# Thread: Line touches curve at only one point

1. ## Line touches curve at only one point

Sketch the curve $C$ with equation $y^2+4x^2=4+2y$(i have no problem with this part)

If the line $y=2x+a$ touches the curve $C$ at only one point, show that $a^2-2a-9=0$

2. Substitute $\displaystyle y = 2x + a$ into the equation for $\displaystyle C$ and simplify. This will give you a Quadratic Equation.

There will only be one intersection when the discriminant of this quadratic $\displaystyle = 0$.

3. Originally Posted by Punch
Sketch the curve $C$ with equation $y^2+4x^2=4+2y$(i have no problem with this part)

If the line $y=2x+a$ touches the curve $C$ at only one point, show that $a^2-2a-9=0$
1. Calculate the point of intersection. (Replace the y in the 1st equation by the term of y of the 2nd equation:

$(2x-a)^2+4x^2=4+2(2x-a)~\implies~8x^2 + 4x(1 - a) + a^2 - 2a -4 = 0$

2. Solve for x: (Use the quadratic formula)

$x = \dfrac{-4(1-a)\pm\sqrt{(4(a-1))^2-4 \cdot 8 \cdot (a^2-2a-4)}}{2 \cdot 8}$

Expand the brackets in the root:

$x = \dfrac{-4(1-a)\pm\sqrt{-16(a^2-2a-9)}}{2 \cdot 8}$

3. YOU'll get only one point of intersection (the tangent point!) if the term in the root equals zero.

4. Originally Posted by earboth
1. Calculate the point of intersection. (Replace the y in the 1st equation by the term of y of the 2nd equation:

$(2x-a)^2+4x^2=4+2(2x-a)~\implies~8x^2 + 4x(1 - a) + a^2 - 2a -4 = 0$

2. Solve for x: (Use the quadratic formula)

$x = \dfrac{-4(1-a)\pm\sqrt{(4(a-1))^2-4 \cdot 8 \cdot (a^2-2a-4)}}{2 \cdot 8}$

Expand the brackets in the root:

$x = \dfrac{-4(1-a)\pm\sqrt{-16(a^2-2a-9)}}{2 \cdot 8}$

3. YOU'll get only one point of intersection (the tangent point!) if the term in the root equals zero.
thanks! but how do i show that $a^2-2a-9=0$?

5. As was pointed out twice, if there's only one point of intersection, then the discriminant of your resulting quadratic has to be 0.

The discriminant is all the stuff under the square root.

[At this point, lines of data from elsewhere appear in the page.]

PR #265, opened 2021-09-18
Enable runtime 'debug' mode

### LINKED ISSUE #246: Runtime "debug" mode
In this particular mode activated via storage key, after each handled message, the node should put additional logs:

- full state of the message queue
- all programs and their memory

ekovalev:
Fixes #246.

- added a storage value that holds the flag indicating whether the runtime "debug" mode is on;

6. If the discriminant of the quadratic equation is negative, there will be no (real number) solution- the line will NOT intersect the circle. If the discriminant of the quadratic equation is positive, there will be two (real number) solutions- the line will intersect the circle twice. If the discriminant of the quadratic equation is zero, there will be exactly one (real number) solution- the line will intersect the circle exactly once. And that was what you were told was to happen.